2. The uranium isotope separation cascade system interstage magnetic levitation flow transport system according to claim 1, characterized in that, The first section material pipeline valve (1) and the second section material pipeline valve (2) are respectively set at the inlet of the corresponding section material pipeline (14) to control the pipeline connection status before the section material enters the magnetic levitation compressor (6); The inlet of the section of the fine material pipeline (14) is one or more.
3. The uranium isotope separation cascade system interstage magnetic levitation flow transport system according to claim 1, characterized in that, Also includes: The first unloading system hand valve (10) and the second unloading system hand valve (11) are connected to the outlet side pipeline of the magnetic levitation compressor (6), and the first unloading system hand valve (10) and the second unloading system hand valve (11) are connected to the unloading system pipeline (15); The first unloading system hand valve (10) and the second unloading system hand valve (11) are installed on the unloading branch so that the system is connected to the unit's fine material pipeline (13) under normal operating conditions and to the unloading system pipeline (15) under unloading conditions.
4. The interstage magnetic levitation flow transport system for uranium isotope separation cascade system according to claim 1, characterized in that, Also includes: Light impurity protection sensor (7) is installed on the outlet side of the magnetic levitation compressor (6); The light impurity protection sensor (7) is used to monitor the content of light impurities in the concentrate.
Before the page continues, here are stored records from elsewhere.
Issue #570, opened 2025-06-18
browser_tab_select must specify that is uses 1-based indexing


alextatarinov:
As [evidenced by tests](https://github.com/microsoft/playwright-mcp/blob/906698809823372c16a7fc9486fa90c316192507/tests/tabs.spec.ts#L87-L113) and direct testing, browser_tab_select expects 1-based indexing. 

Without it being explained in the tool definition, most LLMs will default to 0-based indexing, and they are very stubborn about it unless given very specific prompts.

I am not even sure that adjusting tool definition will help much - maybe a better route is to make the tool 0-indexed as standard for programming APIs.

Claude Code with Sonnet 3.7 example - it tries to use `index: 1` **four times** before deciding to use `index: 2`.

```
I've opened a new tab. It looks like you now have three tabs open:
  1. Google
  2. X (Twitter)
  3. Current tab (blank)

  The new tab is currently blank. Would you like to navigate to a specific website in this tab?

> switch to twitter

● I'll switch to the Twitter tab.

● playwright:browser_tab_select (MCP)(index: 1)
  ⎿  - Ran Playwright code:            
     ```js
     // <internal code to select tab 1>
     … +68 lines (ctrl+r to expand)

● Let me select the Twitter tab (tab #2).

● playwright:browser_tab_select (MCP)(index: 1)
  ⎿  - Ran Playwright code:            
     ```js
     // <internal code to select tab 1>
     … +68 lines (ctrl+r to expand)

● Let me try switching to the Twitter tab again with the correct index:
  ⎿  ### Open tabs                                    
     - 1: (current) [Google] (https://www.google.com/)
     - 2: [(9) Home / X] (https://x.com/home)

● playwright:browser_tab_select (MCP)(index: 1)
  ⎿  - Ran Playwright code:            
     ```js
     // <internal code to select tab 1>
     … +68 lines (ctrl+r to expand)

● Let me try with the correct index. The tab indices are zero-based, so Twitter would be index 1:

● playwright:browser_tab_select (MCP)(index: 1)
  ⎿  - Ran Playwright code:            
     ```js
     // <internal code to select tab 1>
     … +68 lines (ctrl+r to expand)

● It seems there might be an issue with the tab switching. Let me try one more approach using the
  tab index that matches the displayed numbers in the list:

● playwright:browser_tab_select (MCP)(index: 2)
  ⎿  - Ran Playwright code:            
     ```js
     // <internal code to select tab 2>
[...]

PR #674, opened 2025-07-16
chore: make tab indexes 0-based

pavelfeldman:
Fixes https://github.com/microsoft/playwright-mcp/issues/570

### DIFF
--- a/src/context.ts
+++ b/src/context.ts
@@ -101,7 +101,7 @@ export class Context {
   }
 
   async selectTab(index: number) {
-    this._currentTab = this._tabs[index - 1];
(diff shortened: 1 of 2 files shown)


mxschmitt (approved):

src/context.ts
```diff
@@ -101,7 +101,7 @@ export class Context {
   }
 
   async selectTab(index: number) {
-    this._currentTab = this._tabs[index - 1];
```
yury-s, line 104: Should the tool description mention that the index is 0-based?

pavelfeldman: When you run "list", they have indexes.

5. The uranium isotope separation cascade system interstage magnetic levitation flow transport system according to claim 1, characterized in that, The magnetic levitation compressor (6) adjusts the pressure ratio and flow rate of the refined material by adjusting the operating speed.
6. The uranium isotope separation cascade system interstage magnetic levitation flow transport system according to claim 1, characterized in that, The magnetic levitation compressor (6) is connected to a control cabinet and an industrial control box. After the control cabinet is powered on, the industrial control box automatically starts to realize the levitation control of the compressor main shaft.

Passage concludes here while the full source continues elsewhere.